Difference between $(\exists z)[z > 0 ∧ z^2 = 2]$ and $(\exists z )[z > 0 \Rightarrow z^2 = 2]$

Question

Existential quantifier confusion: what is the difference between $(\exists z)[z > 0 ∧ z^2 = 2]$ and $(\exists z )[z > 0 \Rightarrow z^2 = 2]$?

What are the differences between those two expressions and the expression $(\exists z > 0)[z^2 = 2]$?

Answer 1

The meaning of the first one is fairly straight forward. The second statement is actually a little werid. It is equivalent to the statement $$ \exists z \Big(\lnot (z>0)\lor (z>0\land z^2=0)\Big) $$

So this says "there is a negative number" or "there is a positive number whose square is 2". If we're working in the universe of the reals, then $-1$ would witness this sentence. Certainly $-1$ doesn't witness the first statement.

The third statement is informal according to the standard rules for constructing sentences. However, it's common and normally interpreted as the first statement.

Answer 2

The usual convention for "composite quantifiers" like $\exists x\in A\, P(x)$ and $\forall x\in A\, P(x)$ is

$$\exists x\in A\, P(x)\iff\exists x\,(x\in A\land P(x))$$ $$\forall x\in A\, P(x)\iff\forall x\,(x\in A\to P(x))$$

This rule extends to $\exists z>0(z^2=2)\iff\exists z\,(z>0\land z^2=2)$.

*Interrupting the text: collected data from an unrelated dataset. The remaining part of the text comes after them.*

PR #2792, opened 2023-06-20
Add get_foo() -> &Option<Foo> accessors for builders and fluent builders.

### LINKED ISSUE #2791: Add Accessors to Builders
Currently, there is no way to get the information in a Builder while creating a request. It would be nice to have some way to get that information. This would be helpful in testing, to be able to verify the contents of a Builder without mocking the request. It may also be useful for implementing a multi stage request, where one builder is passed through several functions that make changes to the request based on prior information.

For an example of a test that would be improved by this pattern, [see this commit](https://github.com/DavidSouther/aws-doc-sdk-examples/commit/017e8a2e407eba6a4c259bca0334f1356ab822d9).

DavidSouther:
This allows testing, as well as making decisions while creating builders. The references are not mutable, so these props remain read only keeping the Builder invariants.

## Motivation and Context

Some operations are built up using various logic (for instance, choosing an S3 bucket based on a logged in user). It is a lot of overhead to test at the mock level, and the Debug formatting is typically not stable.

Closes #2791 

## Description

1. Add `get_foo(&self) -> &Option<Foo>` to Builders
2. Add `as_input(&self) -> &OperationInputBuilder` to Fluent Builders
3. Add `get_foo(&self) -> &Option<Foo>` to FluentBuilder which delegates to Builders

## Testing

Included unit tests, as well as [proof of concept tests](https://github.com/DavidSouther/aws-doc-sdk-examples/commit/017e8a2e407eba6a4c259bca0334f1356ab822d9)

## Checklist

----

### DIFF
--- a/codegen-client/src/main/kotlin/software/amazon/smithy/rust/codegen/client/smithy/generators/client/FluentClientGenerator.kt
+++ b/codegen-client/src/main/kotlin/software/amazon/smithy/rust/codegen/client/smithy/generators/client/FluentClientGenerator.kt
@@ -48,6 +48,7 @@ import software.amazon.smithy.rust.codegen.core.smithy.RustSymbolProvider
 import software.amazon.smithy.rust.codegen.core.smithy.customize.writeCustomizations
 import software.amazon.smithy.rust.codegen.core.smithy.expectRustMetadata
 import software.amazon.smithy.rust.codegen.core.smithy.generators.setterName
+import software.amazon.smithy.rust.codegen.core.smithy.generators.getterName
 import software.amazon.smithy.rust.codegen.core.smithy.rustType
 import software.amazon.smithy.rust.codegen.core.util.inputShape
 import software.amazon.smithy.rust.codegen.core.util.orNull
@@ -409,6 +410,14 @@ class FluentClientGenerator(
                 }
             }
 
+            rust("/// Access the inner ${operationSymbol.name} builder as a reference.\n")
+            withBlockTemplate(
+                "pub fn inner(&self) -> &#{Inner} {", "}",
+                "Inner" to symbolProvider.symbolForBuilder(input),
+            ) {
+                write("&self.inner")
+            }
+
             if (smithyRuntimeMode.generateMiddleware) {
                 val middlewareScope = arrayOf(
                     *preludeScope,
@@ -630,6 +639,9 @@ class FluentClientGenerator(
                 val setterName = member.setterName()
                 val optionalInputType = outerType.asOptional()
                 with(core) { renderInputHelper(member, setterName, optionalInputType) }
+
+                val getterName = member.getterName()
+                with(core) { renderGetterHelper(member, getterName, optionalInputType) }
             }
         }
     }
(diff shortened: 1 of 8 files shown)


codegen-client/src/main/kotlin/software/amazon/smithy/rust/codegen/client/smithy/generators/client/FluentClientGenerator.kt
```diff
@@ -409,6 +410,14 @@ class FluentClientGenerator(
                 }
             }
 
+            rust("/// Access the inner ${operationSymbol.name} builder as a reference.\n")
+            withBlockTemplate(
+                "pub fn inner(&self) -> &#{Inner} {", "}",
```
jdisanti, line 415: What do you think about calling this `as_input()`? That should be less likely to name collide, and then people won't have to look at what the inner of the fluent builder is to understand what it's for.

Should we also add `to_input()` and `into_input()` for the owned return value side of things? The `to_input()` one may not be possible though unless the input is cloneable.

codegen-core/src/main/kotlin/software/amazon/smithy/rust/codegen/core/smithy/generators/BuilderGenerator.kt
```diff
@@ -92,6 +92,8 @@ class OperationBuildError(private val runtimeConfig: RuntimeConfig) {
 
 // Setter names will never hit a reserved word and therefore never need escaping.
 fun MemberShape.setterName() = "set_${this.memberName.toSnakeCase()}"
+// Setter names will never hit a reserved word and therefore never need escaping.
```
jdisanti, line 95:
```suggestion
// Getter names will never hit a reserved word and therefore never need escaping.
```

codegen-client/src/test/kotlin/software/amazon/smithy/rust/codegen/client/smithy/generators/client/FluentClientGeneratorTest.kt
```diff
@@ -76,4 +88,50 @@ class FluentClientGeneratorTest {
...
+                            .endpoint_resolver("http://localhost:1234")
+                            #{set_http_connector}
+                            .build();
+                        let smithy_client = aws_smithy_client::Builder::new()
+                            .connector(connector.clone())
+                            .middleware_fn(|r| r)
+                            .build_dyn();
+                        let client = $moduleName::Client::with_config(smithy_client, config); 
+                    
+                        let say_hello_input_builder = client.say_hello().byte_value(4).foo("hello!");
```
jdisanti, line 112: Nit: should probably be `fluent_builder` instead of `input_builder`

codegen-core/src/main/kotlin/software/amazon/smithy/rust/codegen/core/smithy/generators/BuilderGenerator.kt
DavidSouther: Done.

codegen-client/src/test/kotlin/software/amazon/smithy/rust/codegen/client/smithy/generators/client/FluentClientGeneratorTest.kt
DavidSouther: Done.

codegen-client/src/main/kotlin/software/amazon/smithy/rust/codegen/client/smithy/generators/client/FluentClientGenerator.kt
DavidSouther: Love it. Done.

jdisanti (approved):
Thank you!

PR #2795, opened 2023-06-20
Make service config builder contain `CloneableLayer`

ysaito1001:
## Motivation and Context
This PR will reduce fields in service config builders to contain only `CloneableLayer` (except for `interceptors` and `identity_resolvers`).

## Description
This is the third PR in a series of config refactoring in the orchestrator mode. Just like #2762, this PR reduces fields in service config builders to contain `CloneableLayer`.

The code changes follow a straightforward pattern where builders' setters are implemented via a config layer.

## Testing
Relies on the existing tests in CI

----


aws/sdk-codegen/src/main/kotlin/software/amazon/smithy/rustsdk/AwsFluentClientDecorator.kt
```diff
@@ -103,13 +103,24 @@ class AwsFluentClientDecorator : ClientCodegenDecorator {
         baseGenerator.protocolSupport,
         baseGenerator.operationShape,
         renderClientCreation = { params ->
+            rust("let mut ${params.configBuilderName} = ${params.configBuilderName};")
+            if (codegenContext.smithyRuntimeMode.defaultToOrchestrator) {
+                // TODO(enableNewSmithyRuntimeLaunch): A builder field cannot be accessed directly in the orchestrator mode.
```
jdisanti, line 108: https://github.com/awslabs/smithy-rs/pull/2792 adds getters to the builders, so that should unblock this comment

aws/sdk-codegen/src/main/kotlin/software/amazon/smithy/rustsdk/HttpConnectorConfigCustomization.kt
```diff
@@ -150,18 +154,33 @@ class HttpConnectorConfigCustomization(
...
                     *codegenScope,
                 )
-            }
-            is ServiceConfig.BuilderBuild -> writable {
                 if (runtimeMode.defaultToOrchestrator) {
-                    rust("layer.store_or_unset(self.http_connector);")
+                    rustTemplate(
+                        """
+                        pub fn set_http_connector(&mut self, http_connector: #{Option}<impl #{Into}<#{HttpConnector}>>) -> &mut Self {
+                            http_connector.map(|c| self.inner.store_put(c.into()));
```
jdisanti, line 164: Should we be using `ConfigBagAccessors` to set these directly to ensure the types match on both ends?

codegen-client/src/main/kotlin/software/amazon/smithy/rust/codegen/client/smithy/customizations/ResiliencyConfigCustomization.kt
```diff
@@ -74,17 +76,17 @@ class ResiliencyConfigCustomization(codegenContext: ClientCodegenContext) : Conf
                         rustTemplate(
                             """
                             /// Return a reference to the retry configuration contained in this config, if any.
-                            pub fn retry_config(&self) -> Option<&#{RetryConfig}> {
+                            pub fn retry_config(&self) -> #{Option}<&#{RetryConfig}> {
```
jdisanti, line 79: Thanks for fixing these ❤️

aws/sdk-codegen/src/main/kotlin/software/amazon/smithy/rustsdk/HttpConnectorConfigCustomization.kt
ysaito1001: Agreed, that's what we should. We actually use `ConfigBagAccessors` already in [ServiceRuntimePluginGenerator](https://github.com/awslabs/smithy-rs/blob/main/codegen-client/src/main/kotlin/software/amazon/smithy/rust/codegen/client/smithy/generators/ServiceRuntimePluginGenerator.kt#LL165-L165) for setting up a connection, and that line of code will be moved to builder's build method in the next PR (by which time we are using `ConfigBagAccessors` in the `build` method to set up a `connection` when a service config is created). Within `set_http_connector`, I believe we can continue using `store_put` because "the other end" is right under its nose, e.g. the `build` method.

aws/sdk-codegen/src/main/kotlin/software/amazon/smithy/rustsdk/AwsFluentClientDecorator.kt
ysaito1001: Thanks for letting me know. Updated the comment c41a167 accordingly.

jdisanti (approved):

The proposition $\exists z\,(z>0\to z^2=2)$ is true if there are any $z\le0$, which ignores the $z^2=2$ condition completely. In fact, $\exists z\,(z>0\to z^2=2)$ always trivializes to tautology unless $\forall z,z>0$ in which case the $z>0$ part is redundant and

$$\exists z\,(z>0\to z^2=2)\iff\exists z\,(z^2=2)\iff\exists z\,(z>0\land z^2=2).$$

Similar remarks apply to $\forall x\,(x\in A\land P(x))$, which is trivially false when $A$ is not the universe of all objects.